--- EXERCISE DATA Enclosed Below ---
PR #81, opened 2017-06-25
CI: try CircleCI 2.0 with custom primary docker container

klauer:
Reference:
* https://github.com/klauer/caproto-docker
* https://hub.docker.com/r/klauer/caproto-docker/

Docker image is still messy because it was made hastily, but it works!

Remaining things that need to be done that I won't be implementing in the near future: 
* matrix of Python versions (eventually epics-base versions as well?)
* doc building/pushing


danielballan:
Can you switch on Circle-CI in the repo settings? I have tried to do this on two projects and somehow put the project into a weird, broken state.

PR #83, opened 2017-06-25
WIP: use select() in threaded client

klauer:
Reduces number of threads in threaded client drastically. Can be reduced further in the future.

 - [ ] threadpool to handle message parsing
 - [x] fix up weakref failed attempt
 - [x] make the selector per-context and not per-process


klauer:
Tests passing again, finally

danielballan:
This should be rebased soon so that said rebase is not horrible.

klauer:
I'm not so thrilled about continuing work on this PR, if I'm being honest. I think it's probably still the right approach (or closer to it at least - the true right approach would be mirroring how EPICS base handles its potentially hundreds of connections)

danielballan:
Completely fair. I could be up for pushing this across the finish line. I'd like to understand `select` better.

danielballan:
Superceded by #124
--- End of Enclosed EXERCISE DATA ---
_WHAT IS BEING ASKED:_ Please tally the lines in the data above containing the string "future", and give the number alone.

_EXERCISE RESPONSE:_ 2